Was interested by this, did a bit of googling and found average temps for Coober Pedy (desert town in SA), a place centrals are found and the *Average* minimum temperatures here in the winter months are around 7 degrees. In other words they are sure to be seeing a few -degree nights.

Heres the link if interested: http://www.outback-australia-travel...ml#australian-outback-temperatures-cooberpedy

Quite amazing the extreme temperature differences that occur in the outback.


----------



## DisturbedDave (Feb 17, 2018)

dragonlover1 said:


> Hey Dave,forget the red light!
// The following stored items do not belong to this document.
PR #125, opened 2023-09-06
Add double dictionary

pitsteinbach:
I added a dictionary derived type that takes doubles arrays as entries, the size of the array can vary by entry.
The dimension of the array is currently explicitly coded for 3 dimensions, maybe a smarter solution is possible.
A lookup is possible via the label of the entry or its index, returning the array if the appropriate size of array is given otherwise the array stays unallocated same if the label or index is not in the dictionary.
The labels can also be looked up via the index, which allows to print out or pack the content of the dictionary in an easy fashion.

I also added an explicit assignment operator as well as + operator to allow easy concatenation of dictionaries.

The introduction of this class will allow a more efficient collection of various ML feature categories, that will be subject to a future pull request. 
A testsuite for the functionality is also provided.

Thanks in advance
Pit

### DIFF
--- a/src/tblite/dictionary.f90
+++ b/src/tblite/dictionary.f90
@@ -49,10 +49,47 @@ module tblite_double_dictionary
       procedure :: copy
       generic :: operator(+) => combine_dict
       procedure :: combine_dict
+      generic, public :: remove_entry => remove_entry_label, remove_entry_index
+      procedure :: remove_entry_label
+      procedure :: remove_entry_index
    end type double_dictionary_type
 
 
 contains
+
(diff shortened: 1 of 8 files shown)


src/tblite/dictionary.f90
```diff
@@ -0,0 +1,490 @@
+module tblite_double_dictionary
```
awvwgk: The file should be named `src/tblite/double_dictionary.f90` also the license header is missing here as well as the Doxygen comments to include it in the generated documentation. Other than that it ready to get merged.

awvwgk (approved):
Looks good to me

PR #127, opened 2023-09-28
add bind(C) to callback function of context 

pitsteinbach:
I ran into issues, when compiling the project with newer intel compilers. The main issue I encountered was that when running singlepoint calculations from python, I get errors from cffi that the length of the char pointer is returned as negative. Therefore the passed message can not be decoded.

I managed to solve the issue by adding the bind(C) attribute to the callback function. Now everything works fine with intel oneAPI compilers (so far I tested with ifort 2021.10.0, more from our cluster following) as well.

### DIFF
--- a/src/tblite/api/context.f90
+++ b/src/tblite/api/context.f90
@@ -42,7 +42,7 @@ module tblite_api_context
 
    abstract interface
       !> Interface for callbacks used in custom logger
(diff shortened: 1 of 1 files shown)


awvwgk (approved):
Good catch, thanks for sharing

Dragons want something like the sun..a bright white light.In my big beardy houses,1200x700x600 I run a 125W MVB plus a 2' standard flouro.The smaller houses,1200x600x600 have a 75W heat lamp plus a 2'10UV tube No night time heat,remember your house is warmer inside than outside even without heaters.
> I only ever run heat cables for juvies but under tiles and only for the first winter.
> I have a couple of CHE but will only use these for the frillies and the lacies.
> Any thing else I may have missed just ask away.



Thanks mate, and rest assured, I wasn't contemplating the red light for a moment. Reminds me of reptile keeping in the 70s-80s when we didn't know any better.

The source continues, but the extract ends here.